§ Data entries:
• • • • •

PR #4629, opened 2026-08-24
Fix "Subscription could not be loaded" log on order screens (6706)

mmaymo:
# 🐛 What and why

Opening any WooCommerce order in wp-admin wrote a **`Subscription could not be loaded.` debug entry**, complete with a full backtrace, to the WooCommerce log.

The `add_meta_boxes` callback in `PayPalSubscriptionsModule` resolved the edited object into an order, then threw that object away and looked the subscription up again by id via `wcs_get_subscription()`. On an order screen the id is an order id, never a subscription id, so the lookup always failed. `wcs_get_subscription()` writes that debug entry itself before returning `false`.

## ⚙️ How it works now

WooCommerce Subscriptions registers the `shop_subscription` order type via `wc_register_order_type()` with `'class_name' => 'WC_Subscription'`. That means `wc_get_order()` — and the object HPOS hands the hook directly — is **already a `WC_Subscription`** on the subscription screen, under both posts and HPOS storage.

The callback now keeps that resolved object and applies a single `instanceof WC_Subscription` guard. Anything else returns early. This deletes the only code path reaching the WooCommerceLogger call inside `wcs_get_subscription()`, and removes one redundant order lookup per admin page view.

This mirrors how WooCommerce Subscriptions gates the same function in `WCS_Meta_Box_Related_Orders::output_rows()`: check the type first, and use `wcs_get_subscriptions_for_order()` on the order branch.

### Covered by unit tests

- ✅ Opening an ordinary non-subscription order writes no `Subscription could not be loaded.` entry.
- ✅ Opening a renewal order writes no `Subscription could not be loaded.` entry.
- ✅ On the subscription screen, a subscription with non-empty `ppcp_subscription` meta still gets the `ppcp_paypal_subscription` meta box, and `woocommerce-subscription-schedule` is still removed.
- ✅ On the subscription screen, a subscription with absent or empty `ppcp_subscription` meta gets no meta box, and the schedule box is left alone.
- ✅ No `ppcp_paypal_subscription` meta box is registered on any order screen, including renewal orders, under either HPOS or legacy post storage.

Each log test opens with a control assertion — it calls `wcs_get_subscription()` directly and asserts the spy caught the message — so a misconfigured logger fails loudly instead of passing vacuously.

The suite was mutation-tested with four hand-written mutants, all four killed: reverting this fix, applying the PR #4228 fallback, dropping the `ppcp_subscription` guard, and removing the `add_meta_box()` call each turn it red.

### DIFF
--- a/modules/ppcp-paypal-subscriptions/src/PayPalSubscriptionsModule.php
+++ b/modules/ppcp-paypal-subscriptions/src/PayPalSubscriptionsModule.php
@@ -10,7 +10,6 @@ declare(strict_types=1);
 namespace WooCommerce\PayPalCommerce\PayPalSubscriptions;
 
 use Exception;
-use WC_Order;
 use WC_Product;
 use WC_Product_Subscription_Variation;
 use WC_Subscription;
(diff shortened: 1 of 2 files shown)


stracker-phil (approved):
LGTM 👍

• • • • •

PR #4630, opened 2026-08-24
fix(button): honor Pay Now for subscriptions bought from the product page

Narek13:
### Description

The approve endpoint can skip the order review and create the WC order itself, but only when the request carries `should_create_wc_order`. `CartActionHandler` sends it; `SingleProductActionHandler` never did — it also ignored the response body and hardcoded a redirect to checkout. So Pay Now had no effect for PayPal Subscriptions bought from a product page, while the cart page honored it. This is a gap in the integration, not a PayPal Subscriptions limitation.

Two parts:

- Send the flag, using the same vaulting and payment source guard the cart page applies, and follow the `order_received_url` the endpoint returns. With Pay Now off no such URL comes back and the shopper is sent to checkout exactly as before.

• • • • •

The lines you need are those containing "admin"; find them in the records and copy them.

Opening any WooCommerce order in wp-admin wrote a **`Subscription could not be loaded.` debug entry**, complete with a full backtrace, to the WooCommerce log.
The callback now keeps that resolved object and applies a single `instanceof WC_Subscription` guard. Anything else returns early. This deletes the only code path reaching the WooCommerceLogger call inside `wcs_get_subscription()`, and removes one redundant order lookup per admin page view.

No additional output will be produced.